Le progressisme est-il dangereux pour l’être humain ?
Le progressisme de déconstruction casse les murs porteurs de notre société. En prônant le totalitarisme du désir individuel, il instaure la loi du plus fort. Ce progressisme est totalitaire avec les faibles et les fragiles. Il est donc régressif. Transposons à la question environnementale : toute mutation n’est pas progrès. Le patrimoine naturel et culturel nécessaire au bien-être de l’humanité mérite qu’on se mobilise pour sa conservation. Face à sa toute-puissance technique, l’humanité doit faire preuve d’humilité.

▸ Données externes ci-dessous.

Issue #7195, opened 2025-02-10
Storage: add cancellation of handlers


sanderegg:
### Is there an existing issue for this?

- [x] I have searched the existing issues

### User Story

following https://github.com/ITISFoundation/osparc-simcore/pull/7088
the cancellation of all handlers must be added 

### Definition of Done

all handlers can be cancelled and their respective tasks are cancelled

PR #7279, opened 2025-02-26
Storage: Add cancellation middleware

sanderegg:
## What do these changes do?

This PR introduces a middleware for FastAPI-based services that cancel the server request via ```asyncio.CancelledError``` (same as what aiohttp-based application are doing).

driving test: ```packages/service-library/tests/fastapi/test_cancellation_middleware.py```

:warning: using fastapi BackgroundTasks will also be cancelled if this middleware is used. To use with care.
It is now activated in storage micro-service

## Related issue/s
- closes https://github.com/ITISFoundation/osparc-simcore/issues/7195

## Dev-ops checklist

### DIFF
--- a/packages/service-library/src/servicelib/fastapi/cancellation_middleware.py
+++ b/packages/service-library/src/servicelib/fastapi/cancellation_middleware.py
@@ -1,14 +1,100 @@
+import asyncio
+import functools
+import logging
+
 from fastapi import Request, Response
-from starlette.middleware.base import BaseHTTPMiddleware
+from servicelib.logging_utils import log_context
+from starlette.middleware.base import RequestResponseEndpoint
+from starlette.types import ASGIApp, Receive, Scope, Send
+
+_logger = logging.getLogger(__name__)
 
 
-class CancellationMiddleware(BaseHTTPMiddleware):
-    async def dispatch(self, request: Request, call_next):
+class _TerminateTaskGroupError(Exception):
+    pass
+
+
+async def _client_disconnected(request: Request) -> None:
+    while not await request.is_disconnected():  # noqa: ASYNC110
+        await asyncio.sleep(0.01)
+    _logger.info("Client disconnected! Terminating task group!")
+    raise _TerminateTaskGroupError
+
+
+async def _handler(request: Request, call_next: RequestResponseEndpoint) -> Response:
+    try:
+        return await call_next(request)
+    except asyncio.CancelledError:
+        _logger.info("Handler was cancelled")
+        raise
+
+
+async def cancellation_middleware(
+    request: Request, call_next: RequestResponseEndpoint
+) -> Response:
+    sentinel = object()
+    call_id = id(sentinel)
+
+    with log_context(_logger, logging.DEBUG, f"cancellable request {request.url}"):
         try:
-            response = await call_next(request)
-        except Exception as e:
-            if "Client disconnected" in str(e):
-                # Handle client disconnection
-                return Response(status_code=499, content="Client disconnected")
-            raise
-        return response
+            async with asyncio.TaskGroup() as tg:
+                monitoring_task = tg.create_task(
+                    _client_disconnected(request),
+                    name=f"client_connection_monitoring/poller/{request.url}/{call_id}",
+                )
+                handler_task = tg.create_task(
+                    _handler(request, call_next),
+                    name=f"handler/{request.url}/{call_id}",
+                )
+                response = await handler_task
+                monitoring_task.cancel()
+                return response
+        except _TerminateTaskGroupError:
+            _logger.info("The client disconnected. The task group was cancelled.")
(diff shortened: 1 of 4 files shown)


packages/service-library/src/servicelib/fastapi/cancellation_middleware.py
pcrespov, line 1: Would you say this is the middleware version of `cancel_on_disconnect` decorator?
https://github.com/itisfoundation/osparc-simcore/blob/5d4290a2fb817afafed585d8336ea80b830a4dc0/packages/service-library/src/servicelib/fastapi/requests_decorators.py

If so, perhaps we can unify both a bit e.g. using common functionality and/or naming the module `cancellation_decorator.py`

packages/service-library/src/servicelib/fastapi/cancellation_middleware.py
```diff
@@ -0,0 +1,72 @@
...
+                    handler_task = tg.create_task(
+                        _handler(self.app, scope, queue, send)
+                    )
+                    poller_task = tg.create_task(
+                        _message_poller(request, queue, receive)
+                    )
+                    response = await handler_task
+                    poller_task.cancel()
+                    return response
+            except* _TerminateTaskGroupError:
```
pcrespov, line 69: Fancy!

pcrespov: THOUGHT: i was thinking in using this type of errors for batch operations or operations that work on a tree . Individual errors can be captured in a group error umbrella. But sill not sure how this works.

packages/service-library/src/servicelib/fastapi/cancellation_middleware.py
```diff
@@ -0,0 +1,72 @@
...
+                _logger.info(
+                    "The client disconnected. request to %s was cancelled.", request.url
```
pcrespov, line 71: cannot say something in the log about the group error?

packages/service-library/tests/fastapi/test_cancellation_middleware.py
```diff
@@ -0,0 +1,146 @@
...
+            ctx.logger.info("client disconnected from server")
+
+        async with asyncio.timeout(5):
+            await server_done_event.wait()
+        server_cancelled_mock.assert_called_once()
+        server_cancelled_mock.reset_mock()
+        server_done_event.clear()
+
+        # NOTE: shows that FastAPI BackgroundTasks get cancelled too!
+        # check background tasks get cancelled as well sadly
```
pcrespov, line 137: Did you try using [`asyncio.shield`](https://docs.python.org/3/library/asyncio-task.html#shielding-from-cancellation) on the background task. One can always decide that this background task HAS to finish by shielding it before firing it.

pcrespov (approved):
very nice addition!

packages/service-library/src/servicelib/fastapi/cancellation_middleware.py
sanderegg: yes this will replace it. this one is following ASGI middleware architecture.

packages/service-library/src/servicelib/fastapi/cancellation_middleware.py
sanderegg: task groups are very nice!

packages/service-library/src/servicelib/fastapi/cancellation_middleware.py
sanderegg: ? not sure I get the point? can you precise?

packages/service-library/tests/fastapi/test_cancellation_middleware.py
sanderegg: of course you can do that as well. but I prefer to have the warning there in case people do that. Anyway I don't think we use much the fastapi background task facilities

packages/service-library/src/servicelib/fastapi/cancellation_middleware.py
pcrespov: you are capturing the exception, but do not add any info on the exception raised inyour error log

sanderegg: ah I see.
well it is not an error log, but an info log as this is not an error, but a client that disconnected which can happen.
Also this is the only thing that can happen here. any other exception is raised further.

matusdrobuliak66 (approved):

packages/service-library/tests/fastapi/test_cancellation_middleware.py
```diff
@@ -0,0 +1,148 @@
...
```
GitHK, line 139: I'd say it's a good thing, makes us move away form them
```suggestion
        # check background tasks get cancelled as well fortunately
```

GitHK (approved):

PR #7284, opened 2025-02-26
🎨 pin `licensed_resources` for public api

matusdrobuliak66:
## What do these changes do?
- 🎨 pin `licensed_resources` for public api

## Dev-ops checklist

### DIFF
--- a/services/api-server/src/simcore_service_api_server/models/schemas/model_adapter.py
+++ b/services/api-server/src/simcore_service_api_server/models/schemas/model_adapter.py
@@ -1,14 +1,20 @@
 # Models added here "cover" models from within the deployment in order to restore backwards compatibility
 
-from datetime import datetime
+from datetime import date, datetime
 from decimal import Decimal
-from typing import Annotated, Any
+from typing import Annotated, Literal, NotRequired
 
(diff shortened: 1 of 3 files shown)


services/api-server/src/simcore_service_api_server/models/schemas/model_adapter.py
```diff
@@ -140,13 +148,61 @@ class ServicePricingPlanGetLegacy(BaseModel):
...
+    thumbnail: str
+    features: LicensedResourceFeaturesDict
+    doi: str | None
+    license_key: str
+    license_version: str
+    protection: Literal["Code", "PayPal"]
+    available_from_url: HttpUrl | None
+
+
+assert set(LicensedResource.model_fields.keys()) == set(
```
pcrespov, line 187: mark with `# nosec`  in all assertions (at some point that will be reactivted)

pcrespov (approved):
thx!

services/api-server/src/simcore_service_api_server/models/schemas/model_adapter.py
matusdrobuliak66: done

PR #7285, opened 2025-02-26
🎨Storage: display path field is url encoded by parts

sanderegg:
## What do these changes do?

This PR brings url encoding (including `/` characters) for the `display_path` field in `PathMetaData` object.

This is needed as project names and node names may contain any kind of characters including `/` characters.

## Dev-ops checklist

### DIFF
--- a/services/storage/src/simcore_service_storage/models.py
+++ b/services/storage/src/simcore_service_storage/models.py
@@ -353,7 +353,12 @@ GenericCursor: TypeAlias = str | bytes
 
 class PathMetaData(BaseModel):
     path: Path
-    display_path: Path
+    display_path: Annotated[
+        Path,
+        Field(
+            description="Path with names instead of IDs (URL Encoded by parts as names may contain '/')"
+        ),
+    ]
     location_id: LocationID
     location: LocationName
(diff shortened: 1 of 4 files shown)


services/storage/src/simcore_service_storage/models.py
```diff
@@ -353,7 +353,12 @@ def none(cls) -> "AccessRights":
 
 class PathMetaData(BaseModel):
     path: Path
-    display_path: Path
+    display_path: Annotated[
+        Path,
+        Field(
+            description="Path with names instead of IDs (URL Encoded by parts as names may contain '/')"
```
pcrespov, line 359: I wonder if we should switch to something different to / as separators and avoid all this encoding hell :-)

pcrespov (approved):
thx

odeimaiz (approved):
Merci!

giancarloromeo (approved):

services/storage/src/simcore_service_storage/models.py
sanderegg: well since we have no restrictions on project names and node names, not sure I see it.

PR #7892, opened 2025-06-13
🎨 Enhance study cloning endpoint to allow modifying `title`, `description`, `hidden`

bisgaard-itis:
## What do these changes do?
- Add an optional body to the `POST /studies/{study_id}:clone` endpoint in the api-server to support modifing the description and title of the cloned study.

Pourquoi le droit de l’enfant passe-t-il toujours au second plan ?
Parce qu’il ne vote pas, qu’il n’a ni visage ni voix. C’est le piège imparable de toutes ces lois, qui passent sous silence le droit des enfants. Levinas nous l’a appris : le visage est ce qui nous interdit de tuer. Nous sommes dans une situation où nous ne nous battons pas à armes égales sur le plan émotionnel. Il y a quelques jours, tout le monde, et moi le premier, s’est ému de la situation d’une adorable fillette trisomique refusée d'un club de camping. Comment se fait-il que notre société soit la plus sélective du monde dans son exclusion prénatale des fœtus trisomique ? Les parents que nous écoutons, à l’issue d’une IMG tardive, nous ont souvent dit leur stupeur - dans les larmes - devant le corps de leur enfant, en découvrant la beauté de son visage.
Vous regrettez la manière dont s’est déroulé ce vote à l’Assemblée nationale ?
Il faut rendre l’exécutif responsable de ce fiasco législatif. C’est lui qui l’a organisé en décidant de faire voter la loi à main levée, un samedi à 4 h du matin ! Le président de la République avait promis un débat apaisé ; il a généré un débat tendu pour aboutir à une loi très injuste qu’il aurait presque voulu faire passer inaperçue. Aboutir à ce vote au petit matin du 1er août en plein Covid illustre la vacuité et l’irresponsabilité de nos dirigeants.